22 – 26 February 2021
Due to the COVID-19 outbreak, this course will be held online
New advances in sequencing technologies have opened the door to more contiguous genome assemblies due to the increased length of obtained fragments. Although there is a setback in accuracy, a broad range of algorithms has been developed to cope with it.
This course will introduce the audience with a spectre of methods which are present in a usual assembly workflow, starting from raw data and finishing with a fully assembled genome. We will see
how to obtain nucleotide sequences from raw signals, dive deeper into the most used assembly paradigm for long fragments, try out and compare several state-of-the-art assemblers, and at last,
assess the quality of the obtained assembly with and without a reference genome.
Structured over five days, this course consists of both theoretical and practical aspects which are intertwined through each day. The presented theoretical foundation will be applied on small
bacterial datasets and visualized in order to better grasp the algorithms at hand.

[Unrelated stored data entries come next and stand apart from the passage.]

PR #1117, opened 2020-06-15
Fix CI config for docs

simonihmig:
The previous `if` condition did not work correctly, resulting in a skipped job. Note this will only run when a release in Github is published, not merely a git tag. But as we use `release-it` this will happen automatically. Added the `edited` event type just to be able to manually trigger the (previously skipped) job run. Hopefully this works now...

### DIFF
--- a/.github/workflows/docs.yml
+++ b/.github/workflows/docs.yml
@@ -1,15 +1,12 @@
 name: Publish docs
 
 on:
-  push:
-    tags:
-      - 'v*'
+  release:
+    types: [published,edited]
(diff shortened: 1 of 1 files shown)


simonihmig:
cc @lolmaus

simonihmig:
Oh well, somehow the `edited` thing does not work (does not trigger CI run), idk why. And don't want to create another release just to trigger CI... 🤔  

It did work previously when running on a `push` event, but that's not how I wanted it to behave...

PR #1182, opened 2020-08-12
improve: replace ember-ref-modifier to ember-ref-bucket

lifeart:
Since ember-ref-modifier has list of downsides (runloop scheduling), api design, I will suggest to replace it to new implementation.

https://github.com/lifeart/ember-ref-bucket

refs: 
https://github.com/lifeart/ember-ref-modifier/issues/345
https://github.com/lifeart/ember-ref-modifier/issues/203
https://github.com/lifeart/ember-ref-modifier/pull/232


simonihmig:
@lifeart thanks for working on this! I haven't looked deeply into `ref-bucket` yet, but wonder if the error could be caused by having *both* `ember-ref-bucket` and `ember-ref-modifier` as dependencies, as that would cause a name clash, right? This addon also uses `ember-popper`, which still uses `ref-modifier` (refactored away in https://github.com/kybishop/ember-popper/pull/127, but this has not landed here yet). 

Shouldn't both addons be able to co-exist? This would mean to rename the `{{ref}}` modifier in the new one I guess!?

lifeart:
>> Shouldn't both addons be able to co-exist? This would mean to rename the {{ref}} modifier in the new one I guess!?
I whould like to have only one `ref-*` addon, because `ref-modifier` is kinda legacy :)
I'm agree on different naming for `ref-bucket` implementation, do you have any naming suggestions?

`ref-as` -> may confuse developers fabiliar with blocks `{{#let foo as ...}}`;

`ref-to` - already used as helper, and I think we could use it as modifier name

`ref-name` - may be an alternative name for modifier.

`create-ref` - may be an case (to follow react naming https://reactjs.org/docs/refs-and-the-dom.html#creating-refs)

basz:
`{{ref this "_element"}}` is used in 6 places and is currently problamatic...

- bs-form (addressed via #1183)
- bs-form/element
- bs-collapse
- bs-carousel
- bs-modal/dialog
- bs-tab/pane

lifeart:
`ember-ref-bucket` now released under `v1.0.0`, modifier name replaced from `ref` to `create-ref`, to keep backward compatibility with `ember-ref-modifier`.
CI looks green

basz:
Cool! Nice work!

basz:
May I kindly ping for a release?

addon/templates/components/bs-form.hbs
```diff
@@ -4,7 +4,7 @@
   novalidate={{this.hasValidator}}
   class={{this.layoutClass}}
   ...attributes
-  {{ref this "_element"}}
+  {{create-ref "mainNode"}}
```
simonihmig, line 7: There is a conflict here now, after #1183 has been merged, that removes ref-usage all together. @lifeart could you please rebase and remove it from here (also from the backing component).

package.json
```diff
@@ -97,7 +97,7 @@
     "ember-load-initializers": "^2.1.1",
     "ember-maybe-import-regenerator": "^0.1.6",
     "ember-qunit": "^4.6.0",
-    "ember-ref-modifier": "^1.0.1",
+    "ember-ref-bucket": "^1.0.0",
```
simonihmig, line 100: This can be removed, as we already have it in `dependencies`. I realize we had also `ember-ref-modifier` in both places, which did not make really sense...

simonihmig (changes requested):
Thanks for working on this! 👍 

Looks good, just two little things to fix...

simonihmig (approved):
Thank you!

PR #464, opened 2020-12-01
Replace Guava's Joiner with Java's String.join()

pivovarit:


leszko (approved):

lazerion:
@pivovarit it also needs a backport to 4.1.z line.

PR #472, opened 2021-03-23
MTS Hazelcast evaluation and prototyping - first commit

andrewjessop:
- Trial some predicate/aggregate logic
- Execute an insert/query performance test with 1m/2m/4m rows on a local cluster of 3


andrewjessop:
Incorrectly raised this against the upstream repo, instead of my forked version.

Sorry for the notifications.

PR #488, opened 2021-09-08
Adds code samples for compact serialization [API-367]

sancar:
And SQL usages of compact serialization

### DIFF
--- a/serialization/compact/src/main/java/CompactFullConfig.java
+++ b/serialization/compact/src/main/java/CompactFullConfig.java
@@ -19,7 +19,7 @@ public class CompactFullConfig {
         //This config is needed only during BETA phase.
         CompactSerializationConfig compactSerializationConfig = config.getSerializationConfig().getCompactSerializationConfig();
         compactSerializationConfig.setEnabled(true);
-        //Here we register a typename and a serializer against the PersonDTO class so that any client from any language
+        //Here we register a typename `person` and a serializer against the PersonDTO class so that any client from any language
         //can use same typename abd field names to match
         compactSerializationConfig.register(PersonDTO.class, "person", new CompactSerializer<PersonDTO>() {
             @Override
--- a/serialization/compact/src/main/java/CompactFullConfig.java
+++ b/serialization/compact/src/main/java/CompactFullConfig.java
@@ -6,7 +6,6 @@ import com.hazelcast.nio.serialization.compact.CompactReader;
 import com.hazelcast.nio.serialization.compact.CompactSerializer;
 import com.hazelcast.nio.serialization.compact.CompactWriter;
 
-import java.io.IOException;
 import java.util.Map;
 
 /**
@@ -21,7 +20,7 @@ public class CompactFullConfig {
         CompactSerializationConfig compactSerializationConfig = config.getSerializationConfig().getCompactSerializationConfig();
         compactSerializationConfig.setEnabled(true);
         //Here we register a typename and a serializer against the PersonDTO class so that any client from any language
-        // can use same typename abd field names to match 
+        //can use same typename abd field names to match
         compactSerializationConfig.register(PersonDTO.class, "person", new CompactSerializer<PersonDTO>() {
             @Override
             public PersonDTO read(CompactReader compactReader) {
--- a/serialization/compact/src/main/java/CompactFullConfig.java
+++ b/serialization/compact/src/main/java/CompactFullConfig.java
@@ -20,7 +20,7 @@ public class CompactFullConfig {
         CompactSerializationConfig compactSerializationConfig = config.getSerializationConfig().getCompactSerializationConfig();
         compactSerializationConfig.setEnabled(true);
         //Here we register a typename `person` and a serializer against the PersonDTO class so that any client from any language
-        //can use same typename abd field names to match
+        //can use same typename and field names to match
         compactSerializationConfig.register(PersonDTO.class, "person", new CompactSerializer<PersonDTO>() {
             @Override
             public PersonDTO read(CompactReader compactReader) {
--- a/serialization/compact/src/main/java/CompactFullConfig.java
+++ b/serialization/compact/src/main/java/CompactFullConfig.java
@@ -1,0 +1,51 @@
+import com.hazelcast.config.CompactSerializationConfig;
+import com.hazelcast.config.Config;
+import com.hazelcast.core.Hazelcast;
+import com.hazelcast.core.HazelcastInstance;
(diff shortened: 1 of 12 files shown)


serialization/compact/src/main/java/CompactFullConfig.java
```diff
@@ -0,0 +1,51 @@
...
+ */
+public class CompactFullConfig {
+
+    public static void main(String[] args) {
+        Config config = new Config();
+        //This config is needed only during BETA phase.
+        CompactSerializationConfig compactSerializationConfig = config.getSerializationConfig().getCompactSerializationConfig();
+        compactSerializationConfig.setEnabled(true);
+        //Here we register a typename and a serializer against the PersonDTO class so that any client from any language
+        // can use same typename abd field names to match
```
ihsandemir:
```suggestion
        // can use same typename and field names to match 
```

serialization/compact/src/main/java/CompactFullConfig.java
```diff
@@ -0,0 +1,51 @@
...
+ * different languages needs to be used.
+ */
+public class CompactFullConfig {
+
+    public static void main(String[] args) {
+        Config config = new Config();
+        //This config is needed only during BETA phase.
+        CompactSerializationConfig compactSerializationConfig = config.getSerializationConfig().getCompactSerializationConfig();
+        compactSerializationConfig.setEnabled(true);
+        //Here we register a typename and a serializer against the PersonDTO class so that any client from any language
```
ihsandemir, line 22:
```suggestion
        //Here we register a typename `person` and a serializer against the PersonDTO class so that any client from any language
```

serialization/compact/src/main/java/CompactFullConfig.java
```diff
@@ -0,0 +1,51 @@
...
+import com.hazelcast.nio.serialization.compact.CompactWriter;
+
+import java.io.IOException;
+import java.util.Map;
+
+/**
+ * Demonstrates how to use Compact(BETA) serialization from java in a polyglot setup where hazelcast clients written in
+ * different languages needs to be used.
+ */
+public class CompactFullConfig {
```
ihsandemir, line 15:
```suggestion
public class CompactProgrammaticConfig {
```

serialization/compact/src/main/java/CompactZeroConfig.java
```diff
@@ -0,0 +1,32 @@
...
+ * If all hazelcast clients and members are java, then you can use Compact format without any config.
+ */
+public class CompactZeroConfig {
+
+    public static void main(String[] args) {
+        Config config = new Config();
+        //This config is needed only during BETA phase.
+        CompactSerializationConfig compactSerializationConfig = config.getSerializationConfig().getCompactSerializationConfig();
+        compactSerializationConfig.setEnabled(true);
+        //Note that PersonDTO does not implement Serializable. In such case, following config should be added
```
ihsandemir, line 19: This detail may be confusing in this example. May be you can add another example just for this.

sql/compact/src/main/java/NoClassExample.java
```diff
@@ -0,0 +1,55 @@
...
+    public static void main(String[] args) throws InterruptedException {
+        Config config = new Config();
+        config.getJetConfig().setEnabled(true);
+        config.getSerializationConfig().getCompactSerializationConfig().setEnabled(true);
+        HazelcastInstance hazelcast = Hazelcast.newHazelcastInstance(config);
+        IMap<Integer, GenericRecord> myMap = hazelcast.getMap("myMap");
+
+        SqlService sqlService = hazelcast.getSql();
+
+        sqlService.execute("CREATE MAPPING myMap ( " +
```
ihsandemir: Can we add a comment on what this statement does at the background briefly. "It creates a table named myMap with columns listed, etc." Indicate the meaning of the `valueCompactTypeName ` and `valueFormat ` fields.

sql/compact/src/main/java/NoClassExample.java
```diff
@@ -0,0 +1,55 @@
...
+                "    'keyFormat' = 'int', " +
+                "    'valueFormat' = 'compact', " +
+                "    'valueCompactTypeName' = 'person' )");
+
+        sqlService.execute("INSERT INTO myMap (__key, name, surname, id) VALUES (1, ?, ?, 1)", "John", "Stone");
+
+        //Query map with sql
+        SqlResult sqlRows = sqlService.execute("SELECT * FROM myMap");
+        for (SqlRow sqlRow : sqlRows) {
+            System.out.println(sqlRow);
```
ihsandemir, line 43: Can you put a comment what this outputs?

sql/compact/src/main/java/WithExistingClassExample.java
```diff
@@ -0,0 +1,57 @@
...
+        compactSerializationConfig.setEnabled(true);
+        config.getJetConfig().setEnabled(true);
+        HazelcastInstance hazelcast = Hazelcast.newHazelcastInstance(config);
+
+        IMap<Integer, Person> myMap = hazelcast.getMap("myMap");
+        myMap.put(1, new Person(1, "John", "Stone"));
+
+        SqlService sqlService = hazelcast.getSql();
+
+        sqlService.execute("CREATE MAPPING myMap ( " +
```
ihsandemir: A comment saying that this reuses existing schema since the fields are the same.

serialization/compact/src/main/java/CompactZeroConfig.java
sancar: I am having trouble naming the examples. Since this is one line addition, I felt like this is a good point to add.

serialization/compact/src/main/java/CompactFullConfig.java
sancar: I want this to be not example of ProgrammaticConfig. This is Zero Config vs ? . And I think Full Config is a good name for ?
What do you think ?

serialization/compact/src/main/java/CompactZeroConfig.java
ihsandemir: Having a separate example would make this distinction more visible to the user but I am also OK with this then.

ihsandemir, line 19:
```suggestion
        //If PersonDTO were implementing Java Serializable interface, then you would need to add the following config do that the object is serialized using the Compact serialization. Otherwise, it defaults to Java serialization.
```

ihsandemir (approved):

This course is intended for researchers interested in learning the concepts of algorithms for de novo genome assembly with Oxford Nanopore Technologies data. Both beginners and more advanced users will find useful information in the presented matter. Course attendees should bring a laptop with either macOS or any Unix version. Some background in using mentioned operating systems via the command line is desirable, but we will cover the needed essentials throughout the hands-on sessions.
Monday
Session1: Introduction
This course starts with a general introduction to sequencing and assembly. The audience will get familiar with Oxford Nanopore sequencing, how it works, its advantages and disadvantages.
Afterwards, we will transform a subset of a bacterial dataset, containing electric current signals, into a set of nucleotide sequences with error rate higher than previous generations of
sequencing.
Session2: Stitching fragments
Sequencing technologies are still unable to read the whole genome at once, therefore the obtained fragments need to be joined together. We will first try and use sequence alignment, the basis of
many bioinformatics tools. As it is not feasible for larger amounts of data, we will investigate a heuristic approach that uses short substrings of predefined length (Minimap). We will discuss
the trade-off between execution time and sensitivity, and its impact on assembly contiguity, and apply this method on a small bacterial dataset.
Cancellation Policy:
> 30 days before the start date = 30% cancellation fee
< 30 days before the start date= No Refund.
Physalia-courses cannot be held responsible for any travel fees, accommodation or other expenses incurred to you as a result of the cancellation.